Quel avenir pour le bureau ? Allons-nous vers 100% de télétravail ? Exode urbain ? 68 % des cadres seraient prêts à partir vivre au vert selon une étude récente de Cadremploi. Le sujet est largement débattu depuis quelques semaines et le curseur reste à trouver dans un mix de formules de lieux de travail qui permettent de préserver un confort gagné dans le télétravail avec des impacts positifs sur l’environnement et le besoin vital de l’animal social que nous sommes de nous retrouver physiquement pour interagir, brainstormer, innover… . Des concepts à inventer entre des bureaux très urbains allégés et végétalisés, des tiers lieux urbains ou péri-urbains déjà existants et des solutions nouvelles comme des éco-lieux par exemple qui poussent ici et là et qui pourraient être davantage investis pas les entreprises.  

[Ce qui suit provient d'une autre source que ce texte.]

PR #399, opened 2021-12-14
rustfmt file preliminary list

mrLSD:
# rustfmt file preliminary list

Inroduce `.rustfmt.toml` file with preliminary configuration list options.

Imaginons un éco-lieu d’entreprise implanté dans un environnement naturel idéalement en relation avec l’écosystème impacté par sa chaîne de valeur afin d’être plus en conscience de ses impacts sur l’environnement et la biodiversité. Un lieu d’accueil et de séjour des collaborateurs mais aussi des parties prenantes de l’entreprise. Un lieu de recherche et d’expérimentation, de ressourcement, d’inspiration, d’innovation au plus proche de la nature. Un projet qui contribuerait à améliorer l’expérience collaborateur, satisfaire les attentes de clients toujours plus exigeants sur l’engagement des marques, accélérer et incarner la transition écologique.

Voilà quelques idées pour des entreprises et leurs dirigeants qui voudraient devenir ces néo-jardiniers du Care pour ensemencer le monde d’après.